NoChoice: Me telling him to man up definitely would not go over well. I think that would make him feel that more justified. I think he feels he can do as good of a job or better as a father with having the kids part of the time. I don't think he sees the concrete ramifications but I can't show him those things, he will just have to experience them himself. I think he thinks he will feel less stressed. It seems selfish to me. In regards to being a husband, I think he feels we are incompatible and doesn't see enough growth over the past few years. I think he believes he can only be the best he can be under a different roof. I do appreciate your input. 
Ynot: I am sure there are things I have done that offset the positives. I think that is where he feels the incompatibility comes in.


----------



## Ynot (Aug 26, 2014)

stillhoping01 said:


> Ynot: I am sure there are things I have done that offset the positives. I think that is where he feels the incompatibility comes in.

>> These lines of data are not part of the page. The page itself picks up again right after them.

Issue #1233, opened 2025-10-09
`AcceptView` may expose a signing oracle


ale-linux:
`AcceptView` responds to two signature requests without any specific validation of what payload is being signed. As such, the node may be tricked into signing something else.

PR #1254, opened 2025-11-05
AcceptView may expose a signing oracle #1233

adecaro:
This PR reworks `AcceptView`. This view must be used only when no signature is required by the acceptor of tokens.

In another PR we will rework `EndorseView` that is supposed to generate signatures and @ale-linux 's comments are relevant.

### DIFF
--- a/token/services/ttx/accept.go
+++ b/token/services/ttx/accept.go
@@ -17,25 +17,27 @@ import (
 
 // AcceptView is used to accept tokens without the need to generate any signature.
 // This is a view executed by a responder.
+// This view is to be used in conjunction with CollectEndorsementsView.
+// Usually, AcceptView is preceded by an invocation of `tx.ReceiveTransaction(context)`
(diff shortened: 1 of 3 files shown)


token/services/ttx/accept.go
```diff
@@ -95,84 +66,36 @@ func (s *AcceptView) Call(context view.Context) (interface{}, error) {
 	return s.tx, nil
 }
 
-func (s *AcceptView) respondToSignatureRequests(context view.Context) error {
-	requestsToBeSigned, err := requestsToBeSigned(context.Context(), s.tx.TokenRequest)
+func (s *AcceptView) ack(context view.Context) error {
+	// Send back an acknowledgement
+	txRaw := s.tx.FromRaw
```
AkramBitar, line 69: Can this be nil? do we need to validate it before continue?

adecaro: done

AkramBitar (approved):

Are they things you can change or are they things that you can't? Have you actually talked about these things? Can you talk about them?
I speak from the experience of having an ex who perhaps thought she was doing her best to make me happy. Looking back on it though, she never asked me what would make me happy and just assumed she knew. Sadly I did the same thing. One of my lessons I guess?
We all come into marriage with some predetermined idea of what it is about. Along with those ideas come expectations of the way things should be. Most of us are too proud, too dumb or most likely too ignorant of the things we don't know to ever really try to find out. You seem to be willing to look. Maybe your husband isn't/can't.


----------



## stillhoping01 (Aug 28, 2015)

Ynot said:


> Are they things you can change or are they things that you can't? Have you actually talked about these things? Can you talk about them?

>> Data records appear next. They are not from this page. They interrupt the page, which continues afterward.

Issue #1255, opened 2025-11-05
EndorseView may expose a signing oracle


adecaro:
`EndorseView` responds to two signature requests without any specific validation of what payload is being signed. As such, the node may be tricked into signing something else.

PR #1257, opened 2025-11-05
EndorseView may expose a signing oracle #1255

adecaro:
This PR reworks the `EndorseView` to make sure it does check what is received.
The PR introduces also code for unit-testing of the view that will be useful also for other views.

A correlated bug discovered during the development of this PR: https://github.com/hyperledger-labs/fabric-token-sdk/issues/1266

### DIFF
--- a/integration/ports.go
+++ b/integration/ports.go
@@ -60,8 +60,8 @@ var (
 
 	AllTestTypes = []*InfrastructureType{
 		WebSocketNoReplication,
-		// LibP2PNoReplication,
-		// WebSocketWithReplication,
+		LibP2PNoReplication,
+		WebSocketWithReplication,
 	}
 )
 
--- a/integration/token/fungible/dlog/dlog_test.go
+++ b/integration/token/fungible/dlog/dlog_test.go
@@ -149,8 +149,8 @@ func newTestSuite(commType fsc.P2PCommunicationType, mask int, factor int, token
 			Monitoring:          false,
 			ReplicationOpts:     opts,
 			FSCBasedEndorsement: mask&WithEndorsers > 0,
-			FSCLogSpec:          "fts=debug:fsc=debug:info",
-			TokenSelector:       tokenSelector,
+			// FSCLogSpec:          "token-sdk=debug:fabric-sdk=debug:info",
+			TokenSelector: tokenSelector,
 		},
 	))
 	return ts, selector


token/driver/mock/tms.go
```diff
@@ -0,0 +1,952 @@
...
+	defer fake.tokensUpgradeServiceMutex.RUnlock()
+	fake.transferServiceMutex.RLock()
+	defer fake.transferServiceMutex.RUnlock()
+	fake.validatorMutex.RLock()
+	defer fake.validatorMutex.RUnlock()
+	fake.walletServiceMutex.RLock()
+	defer fake.walletServiceMutex.RUnlock()
+	copiedInvocations := map[string][][]interface{}{}
+	for key, value := range fake.invocations {
+		copiedInvocations[key] = value
```
AkramBitar, line 935: If we update this array only why we need to lock all the above?

token/services/ttx/dep/wrapper/tmsp.go
```diff
@@ -0,0 +1,42 @@
...
+	}
+	req.SetTokenService(t.ManagementService)
+	return nil
+}
+
+type TokenManagementServiceProvider struct {
+	tmsProvider *token.ManagementServiceProvider
+}
+
+func NewTokenManagementServiceProvider(tmsProvider *token.ManagementServiceProvider) *TokenManagementServiceProvider {
```
AkramBitar, line 32: We assume that tmsProvider could not be nil. Right?

token/services/ttx/receivetx.go
```diff
@@ -0,0 +1,85 @@
...
+}
+
+func (f *ReceiveTransactionView) Call(context view.Context) (interface{}, error) {
+	// options
+	options, err := CompileOpts(f.opts...)
+	if err != nil {
+		return nil, errors.Join(err, ErrFailedCompilingOptions)
+	}
+	if options.Timeout == 0 {
+		options.Timeout = time.Minute * 4
```
AkramBitar, line 46: Default timeout is 4 min? (seems to me too large)

token/services/ttx/receivetx.go
```diff
@@ -0,0 +1,85 @@
...
+type ReceiveTransactionView struct {
+	opts []TxOption
+}
+
+func NewReceiveTransactionView(opts ...TxOption) *ReceiveTransactionView {
+	return &ReceiveTransactionView{
+		opts: opts,
+	}
+}
+
```
AkramBitar, line 31: It will help if we can have description of this view (purpose etc. like you did for other)

token/services/ttx/collectendorsements.go
```diff
@@ -0,0 +1,667 @@
...
+
+	sigmas := make(map[string][]byte)
+	for i, signerIdentity := range signers {
+		// we have the following possibilities:
+		// - there is a signer locally bound to the party, use it to generate the signature
+		// - there is a wallet bound to the party but the signer is not local, the signature is generated externally
+		// - the identity is a multi-sig identity
+		// - the signature must be generated by a remote party
+
+		signatureRequest := &SignatureRequest{
```
AkramBitar, line 194: signatureRequest := &SignatureRequest .. This allocated a new object of signatureRequest in side the for. Doe we need that? If not, we can define it outside the for and have one object that overwritten in each integration of the for.

token/services/ttx/dep/mock/nis.go
```diff
@@ -0,0 +1,121 @@
...
+	fake.signArgsForCall = append(fake.signArgsForCall, struct {
+		arg1 []byte
+	}{arg1Copy})
+	stub := fake.SignStub
+	fakeReturns := fake.signReturns
+	fake.recordInvocation("Sign", []interface{}{arg1Copy})
+	fake.signMutex.Unlock()
+	if stub != nil {
+		return stub(arg1)
+	}
```
AkramBitar, line 45: What if stub is nil?

token/services/ttx/dep/mock/nis.go
```diff
@@ -0,0 +1,121 @@
...
+	fake.signMutex.Lock()
+	ret, specificReturn := fake.signReturnsOnCall[len(fake.signArgsForCall)]
+	fake.signArgsForCall = append(fake.signArgsForCall, struct {
+		arg1 []byte
+	}{arg1Copy})
+	stub := fake.SignStub
+	fakeReturns := fake.signReturns
+	fake.recordInvocation("Sign", []interface{}{arg1Copy})
+	fake.signMutex.Unlock()
```
AkramBitar, line 42: Maybe add differ will be better.

AkramBitar (changes requested):

token/driver/mock/tms.go
adecaro: this is auto generated code used only for testing. We don't have to worry about it :)

token/services/ttx/dep/wrapper/tmsp.go
adecaro: right, because it is DIG filling it and DIG will fail if the dependency cannot be resolved. If you want a field optional (meaning nil), then we have to tell DIG explicitly

token/services/ttx/receivetx.go
adecaro: at this stage it is hardcoded. Would could we use?

token/services/ttx/receivetx.go
adecaro: will do

token/services/ttx/collectendorsements.go
adecaro: good catch. Let me investigate it.

token/services/ttx/dep/mock/nis.go
adecaro: this is used only for testing, we are good here.

token/services/ttx/dep/mock/nis.go
adecaro: everything under `mock` is autogenerated using counterfeiter. We use it for testing and we are good there.

token/services/ttx/collectendorsements.go
adecaro: okay, the signer changes. Now, to avoid confusion about when fields are initialized, I would propose to keep as it is so the code is more readable.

There are things I have changed and things he has changed. We have talked about these things and worked hard to recognize and understand what the other needed in order to feel seen and loved. The physical piece was the really big one for him and that we worked on and made a lot of progress. We were still physical until last week when he said he does want to separate. There were other things we worked on and changed as well. But he holds resentment from the past, I think. The years when we were disconnected emotionally, not very physical, raising young kids, he doesn't seem to be able to let go of that. It is hard because he says he loves me and that we will always be connected (obv. because of the kids) but he has finally made up his mind that the working on us stuff is done. It is also frustrating because I was the one who really told him I needed an answer, was he staying or going. This separation talk had been going on for almost 2 years. In May, he asked for 3 more months, I agreed. Then said last week, I need an answer and it was I think we should separate because he still has feelings about the past, he thinks we are incompatible and this life is overwhelming. He needs to be on his own, start a new life where he can know himself better. Sorry for the rambling, so much stirring through my head!


----------



## ScrambledEggs (Jan 14, 2014)

stillhoping01 said:


> My husband and I have been working on things for 3 or so years. .

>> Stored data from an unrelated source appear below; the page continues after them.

PR #1258, opened 2025-11-05
make generators versioned, add input interface for validator context

arner:
adds some flexibility for generic validators and reusing generators

### DIFF
--- a/integration/nwo/token/platform.go
+++ b/integration/nwo/token/platform.go
@@ -25,8 +25,8 @@ import (
 	"github.com/hyperledger-labs/fabric-token-sdk/integration/nwo/token/generators"
 	"github.com/hyperledger-labs/fabric-token-sdk/integration/nwo/token/generators/crypto/fabtokenv1"
 	"github.com/hyperledger-labs/fabric-token-sdk/integration/nwo/token/generators/crypto/zkatdlognoghv1"
-	fabtokenv2 "github.com/hyperledger-labs/fabric-token-sdk/integration/nwo/token/generators/pp/fabtokenv1"
-	common2 "github.com/hyperledger-labs/fabric-token-sdk/integration/nwo/token/generators/pp/zkatdlognoghv1"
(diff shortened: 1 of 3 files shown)


token/core/common/validator.go
```diff
@@ -22,7 +22,7 @@ const (
 	TokenRequestSignatures driver.ValidationAttributeID = "sigs"
 )
 
-type Context[P driver.PublicParameters, T any, TA driver.TransferAction, IA driver.IssueAction, DS driver.Deserializer] struct {
+type Context[P driver.PublicParameters, T driver.Input, TA driver.TransferAction, IA driver.IssueAction, DS driver.Deserializer] struct {
```
adecaro, line 25: okay, I need an argument for adding this restriction.

integration/nwo/token/platform.go
```diff
@@ -84,8 +84,8 @@ func NewPlatform(ctx api2.Context, t api2.Topology, builder api2.Builder) *Platf
 		TokenGenPath:           DefaultTokenGenPath,
 		NetworkHandlers:        map[string]NetworkHandler{},
 	}
-	p.PublicParamsGenerators[fabtokenv1.DriverIdentifier] = fabtokenv2.NewFabTokenPublicParamsGenerator()
-	p.PublicParamsGenerators[zkatdlognoghv1.DriverIdentifier] = common2.NewDLogPublicParamsGenerator(math3.BN254)
+	p.PublicParamsGenerators[fabtokenv1.DriverIdentifier] = fabtokenv2.NewFabTokenPublicParamsGenerator(0)
```
adecaro: what about introducing a constant to signal the use of predefined version instead of having the magic number 0?

token/core/common/validator.go
arner: It's so we can use the Owner field of input tokens in validators (via GetOwner) without having to cast it to an interface. I haven't done it in this PR, but we can move the HTLC validators to the common package and reduce duplicate code, for instance.

adecaro (approved):
LGTM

It is kind of thought to get a working narrative out of your story but I will give it a shot.

It sounds like you are the stronger personality in the relationship and he is uncomfortable with that. But then at the same time he is incapable of competing with you on the same level of social dominance and instead he wants you to change. By being less dominate/strong willed/focused -whatever you want to call it-you would accommodate his position in the day to day to social interaction of the family. 

Of course you are just being who you are and not trying to "be the boss" just taking care of business as you see it needs to be done. It would be wrong to ask you to change that.

The irony is, is a family led by him, might not work at all. He might not have it in him. 

In his mind he always settled on a relationship that has not allowed him to flourish and grow. It might be total BS but thats what he seems to have in his head.


----------



## Ynot (Aug 26, 2014)

stillhoping01 said:


> There are things I have changed and things he has changed. We have talked about these things and worked hard to recognize and understand what the other needed in order to feel seen and loved. The physical piece was the really big one for him and that we worked on and made a lot of progress. We were still physical until last week when he said he does want to separate. There were other things we worked on and changed as well. But he holds resentment from the past, I think. The years when we were disconnected emotionally, not very physical, raising young kids, he doesn't seem to be able to let go of that. It is hard because he says he loves me and that we will always be connected (obv. because of the kids) but he has finally made up his mind that the working on us stuff is done. It is also frustrating because I was the one who really told him I needed an answer, was he staying or going. This separation talk had been going on for almost 2 years. In May, he asked for 3 more months, I agreed. Then said last week, I need an answer and it was I think we should separate because he still has feelings about the past, he thinks we are incompatible and this life is overwhelming. He needs to be on his own, start a new life where he can know himself better. Sorry for the rambling, so much stirring through my head!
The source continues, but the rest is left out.